Lipocine announces positive results for LPCN 1144 treatment in NASH

Lipocine announced positive results from its phase 2 proof of concept study that investigated LPCN 1144, an orally delivered prodrug of endogenous testosterone, in the treatment of nonalcoholic steatohepatitis, according to a press release.

The Liver Fat intervention with oral Testosterone (LiFT) clinical study comprised 37 men with NASH dosed twice daily with either 142 mg testosterone equivalent (n = 13), 142 mg testosterone equivalent formulated with 238 mg of d-alpha tocopherol equivalent (n = 13) or matching placebo (n = 11). Studied endpoints included change in hepatic fat fraction after 12 weeks of treatment as well as histological change for NASH resolution and/or fibrosis improvement after 36 weeks of treatment. Researchers performed liver biopsies at baseline and following 36 weeks of treatment.
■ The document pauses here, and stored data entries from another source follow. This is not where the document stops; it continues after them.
PR #4362, opened 2026-05-26
dbeaver/pro#8684 feat: unlock autoscroll when dragging in data grid

SychevAndrey:


webapp/packages/plugin-data-spreadsheet-new/src/DataGrid/DataGridTable.css
```diff
@@ -51,6 +70,11 @@
     & .rdg-cell-custom-deleted {
       background-color: var(--theme-delete-status) !important;
     }
+
+    & .rdg-editor-container textarea::selection {
```
sergeyteleshev, line 75: today it is textarea, tomorrow it can be text input again
so if someone change it in `TextEditor.tsx` and forget we have these styles here we will have a regression. so I suggest to replace `textarea` with unique classname

sergeyteleshev (approved):

devnaumov (approved):

PR #4373, opened 2026-06-01
[CB] Migrate Switch component to ui-kit

sergeyteleshev:
closes https://github.com/dbeaver/pro/issues/8780


webapp/common-react/@dbeaver/ui-kit/src/Switch/Switch.tsx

At 12 weeks, study results demonstrated a mean 9.2% absolute reduction in liver fat and a 46.8% relative reduction in liver fat compared with placebo. Further, both LPCN 1144 treatment groups showed improvement in NASH with no worsening of fibrosis responders compared with placebo (60% and 57% vs. 13%, respectively). During 36 weeks of treatment, LPCN 1144 was well tolerated with a safety profile comparable with placebo.

“The extent of the LPCN 1144 efficacy results in meeting the NASH resolution regulatory endpoint from the LiFT study are striking with no adverse safety signal,” Arun Sanyal, MD, professor at the Virginia Commonwealth University department of internal medicine and education core director at the VCU Center for Clinical and Translational Research, said in a press release. “These data strongly support further development of this differentiated novel approach as a treatment of NASH.”